U.S. Attorney General Eric Holder would like to see the government boost rewards given to whistleblowers in the financial sector who come forward with inside information on corporate wrongdoing. Holder gave a speech last week at New York University in which he called the current maximum payout for a financial whistleblower under the Financial Institutions Reform, Recover and Enforcement Act (FIRREA) a “paltry sum.” Larger rewards are needed, according to A.G. Holder, in order to induce high paying executives to come forward.
At present, financial whistleblowers that come forward with fraud tips can only receive a maximum payout of $1.6 million, which is a far cry from what whistleblowers are eligible to receive under False Claims Act lawsuits, which reward whistleblowers with 15 to 25 percent of any recovered money. When one considers that the median pay for an executive in the financial sector is upwards of $15 million per year, it doesn’t take a genius to see that $1.6 million simply isn’t enough for someone to risk such a lucrative career.
Despite the Department of Justice (DOJ) bringing over 60 fraud cases against financial firms over the last five years resulting in recoveries of roughly $85 billion, DOJ realizes the need to go after individuals responsible for fraud rather than just going after the companies that employ them. This, according to Holder, enhances accountability because companies don’t exclusively commit corporate fraud by themselves, company officials who engage in misconduct commit corporate fraud, and they need to be held responsible for their decision-making.

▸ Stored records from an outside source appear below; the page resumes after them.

PR #84, opened 2023-03-17
Refactor code into separate modules

heltonmc:
As the project grows it might be best to separate namespaces into different modules. The motivation is that the constant polynomials take up a lot of namespace and it might be best to have unique functions into different modules.

In the future if someone wanted to split the package into smaller sub-packages this will help make that transition easier as well as be helpful as I add other functions (Scorer, Struve).

As of now I'm most interested how this affects package load / compile times so I will need to test that and clean some things up.

I think the pathway right now is:
 1. get #79 merged
 2. merge this PR,
 3.  use the SIMD methods for the real Airy functions
 4. Reorganize the complex airy functions for better SIMD (also not depend on Bessel function computation which is slow)
 5. Use the better airy functions in uniform airy type expansions for the Bessel function code
 6. Use those to have routines for complex support in bessel functions

Sounds like a lot but mostly there......


oscardssmith:
I really feel like the SIMD polynomials should probably be a separate package since
1. Other people might want to use them (but not care about bessel functions)
2. Separation of concerns: If someone makes the polynomial code faster, the bessel code doesn't have to change.

heltonmc:
Sounds good to me! I've moved the SIMD code over to https://github.com/heltonmc/SIMDMath.jl and will register later and come back to this in a couple days.

Are we still ok with keeping the module structure here just minus the SIMDMath code?

heltonmc:
Registration at https://github.com/JuliaRegistries/General/pull/79804. I'll come back Monday and update the airy functions with that dependency.

I'm starting to wonder now if we just want to separate out all the functions into different modules (AiryFunctions, GammaFunctions, BesselFunctions, ..etc) and then just reexport them here. I know that was briefly discussed in SpecialFunctions.jl but I would definitely like to have some top line package that contains just julia code that brings together all of the special function libraries. 

Not for sure if all these different packages would be under JuliaMath or a different org (I don't want to spam too much the CI there).

Right now this reorg exports `gamma` but open to ideas. This is a similar discussion to https://github.com/JuliaMath/Bessels.jl/issues/27 where I have gone back and forth....

heltonmc:
Closed in favor of #95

This is where the Justice Department finds itself hamstringed: discovering prosecutable evidence of an individual’s intent to deceive in a financial fraud case is usually only possible if there are cooperating witnesses, and cooperating witnesses are only going to come forward if they have incentive to do so. “Many financial criminals are savvy enough to avoid using email, which may leave a trail for investigators to follow,” said Holder in his speech. “And intent may only be evidenced sometimes in the form of verbal instructions – evidence that can provide the sort of “smoking gun” that is needed to secure a conviction: but that can only be attained from a cooperating witness.”

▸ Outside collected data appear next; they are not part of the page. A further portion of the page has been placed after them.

PR #85, opened 2023-03-29
Format besseli for AD and incorporate SIMDMath

heltonmc:
This PR is the first step to generate routines that are AD compatible. The easiest function is `besseli`. @cgeoga this branch should be a good testing bed for AD but as of right now the only function that should be correct is `besseli_positive_args(v, x)` that should be differentiable for any positive argument.

This PR also adds SIMDMath.jl and reformats the U-polynomial completely. Before we formatted the code to rely on the autovectorizer which could do an ok job. Here is a benchmark on the latest tagged branch.

```julia
julia> @benchmark Bessels.Uk_poly20(x, z, y) setup=(x=rand(); z=rand(); y=rand())
 Range (min … max):  32.926 ns … 43.809 ns  ┊ GC (min … max): 0.00% … 0.00%
 Time  (median):     33.021 ns              ┊ GC (median):    0.00%
 Time  (mean ± σ):   33.060 ns ±  0.261 ns  ┊ GC (mean ± σ):  0.00% ± 0.00%

                         ▁▇█▇▇                                 
  ▂▂▁▁▁▁▁▁▁▁▁▁▁▁▁▁▁▂▂▂▃▄███████▅▃▃▃▃▄▃▃▃▄▄▄▅▄▅▅▄▅▄▄▅▄▄▃▃▄▄▃▃▂ ▃
  32.9 ns         Histogram: frequency by time        33.1 ns <

```

And here is that same benchmark on this branch.
```julia
julia> @benchmark Bessels.Uk_poly20(x, z, y) setup=(x=rand(); z=rand(); y=rand())
 Range (min … max):  18.390 ns … 36.280 ns  ┊ GC (min … max): 0.00% … 0.00%
 Time  (median):     18.425 ns              ┊ GC (median):    0.00%
 Time  (mean ± σ):   18.570 ns ±  1.300 ns  ┊ GC (mean ± σ):  0.00% ± 0.00%

  █                                                           ▁
  ███▄▁▁▁▁▁▁▁▁▁▁▁▃▆▅▄▄▃▄▄▁▃▁▃▃▁▁▄▁▃▁▁▁▁▁▃▄▄▃▃▁▁▁▁▄▃▁▁▁▃▁▁▁▁▃▃ █
  18.4 ns      Histogram: log(frequency) by time      25.3 ns <

```
I've optimized the U-polys for AVX instructions where everything is completely unrolled. The llvm generated code is just a string of....
```julia
%12 = fmul contract <4 x double> %5, <double 0.000000e+00, double 0.000000e+00, double 0.000000e+00, double 0xC3BF1EBE423D8BC6>
     %13 = fadd contract <4 x double> %12, <double 0.000000e+00, double 0.000000e+00, double 0x43726F1DD54E5654, double 0x43F62C4DF598A6CA>
     %14 = fmul contract <4 x double> %5, %13
     %15 = fadd contract <4 x double> %14, <double 0.000000e+00, double 0xC3271F57863FBE5A, double 0xC3A8E2CEACC35AF1, double 0xC41D4CC390208D15>
     %16 = fmul contract <4 x double> %5, %15
     %17 = fadd contract <4 x double> %16, <double 0x42DED06D883C7D6C, double 0x435D7B29319145E6, double 0x43CF04AC0BDB47FF, double 0x4437D0394B450FCE>
     %18 = fmul contract <4 x double> %5, %17
     %19 = fadd contract <4 x double> %18, <double 0xC3127D0E84F1180E, double 0xC381446C7CCDC56F, double 0xC3E7A91E93284AA2, double 0xC44AA112D6E4D78F>
     %20 = fmul contract <4 x double> %5, %19
     %21 = fadd contract <4 x double> %20, <double 0x43344560EEC11E37, double 0x43989E3930B3B6E8, double 0x43F8B08BFBA4D477, double 0x4455B4FA5DCA4BB1>
     %22 = fmul contract <4 x double> %5, %21
     %23 = fadd contract <4 x double> %22, <double 0xC34AE03F99BB5229, double 0xC3A7D964D45C558C, double 0xC402A7AFA9C2E24A, double 0xC45AAAEA9F0D29A0>
```
Which is optimal. I then did a fancier version of the split Horner scheme considering a 4th order because the coefficients are already packed into `<4 x double>` vectors. This creates a very good speedup compared to what the autovectorizer was able to do.

In any case - testing `besseli` here for AD should be indicative of all the other functions because it will now use the U asymptotic expansions with SIMDMath, power series, and asymptotic expansion.

Also, with v1.9 dropping soon I think we should update to at least v1.8. `SIMDMath.jl` requires v1.8 though if we want to support v1.6 I can change the compat for SIMDMath


heltonmc:
Ha well got error already using this method with Enzyme hahaha :sweat: 

```julia
function dbesseli_dx(v, x)
    autodiff(Forward, _x->Bessels.besseli_positive_args(v, _x), Duplicated, Duplicated(x, 1.0))[2]
  end
  
  function dbesseli_dv(v, x)
    autodiff(Forward, _v->Bessels.besseli_positive_args(_v, x), Duplicated, Duplicated(v, 1.0))[2]
  end
```
Try to find MWE

heltonmc:
Bisected the error in the large order expansion.... I've submitted the issue over at https://github.com/EnzymeAD/Enzyme.jl/issues/688. I can probably also allow dual numbers on this branch if we want to test ForwardDiff

heltonmc:
Bug in Enzyme should be fixed now (but haven't confirmed).

I've also just released a new version of SIMDMath.jl that can handle SIMD complex polynomial evaluation (complex args / real coefficients). This is needed for the complex evaluation of the uniform asymptotic expansions here. I will update that function so it is able to handle complex numbers.

The last bit to handle for complex numbers is having the uniform airy asymptotic expansions on the imaginary axis at https://dlmf.nist.gov/10.20. @cgeoga Did you have ever attempt those ? I'll work on them but I want to improve the complex airy functions first as they are too slow and optimize them for both `airyai` and `airyaiprime`.

The last bit for complex numbers is in that intermediate range. There's a couple approaches: 1. Backward recurrence with uniform asymptotic expansions, 2. Miller's method, 3. Wronskian with `besselk`.

All three have there drawbacks I believe. The first method will be dictated by the accuracy of the uniform expansions which in general are less accurate. Miller's method is accurate but the amount of terms needed depends on `v` and `x` which doesn't allow very efficient compile time unrolling of loops. It also requires three gamma calls. That makes it worthless for real arguments because power series is numerically stable. But for complex arguments it is much better because gamma calls are for real arguments and it avoids any complex divides (well just one at the end to normalize) so it may be faster for complex arguments.

The wronskian has an issue of needing two besselks and the ratio of besseli (which can be done with an abbreviated form of Miller's method (no gamma calls)) so it is kinda fast but still need besselk which we will probably use the sequence transformations as they seem pretty fast even for complex numbers. But needing two is a downside.

Anyway - I'll try to get each individual algorithm here working for complex arguments, improve the airy functions for complex, then code up the uniform airy expansions. That will give us every algorithm needed for complex domain for all bessel functions. Though will require some effort :)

Holder closed his speech by highlighting the need to change the whistleblower provision in FIRREA (“perhaps to False Claims Act levels”) in order to incentivize financial whistleblower cooperation. “This could significantly improve the Justice Department’s ability to gather evidence of wrongdoing while complex financial crimes are still in progress – making it easier to complete investigations and to stop misconduct before it becomes so widespread that it foments the next crisis.”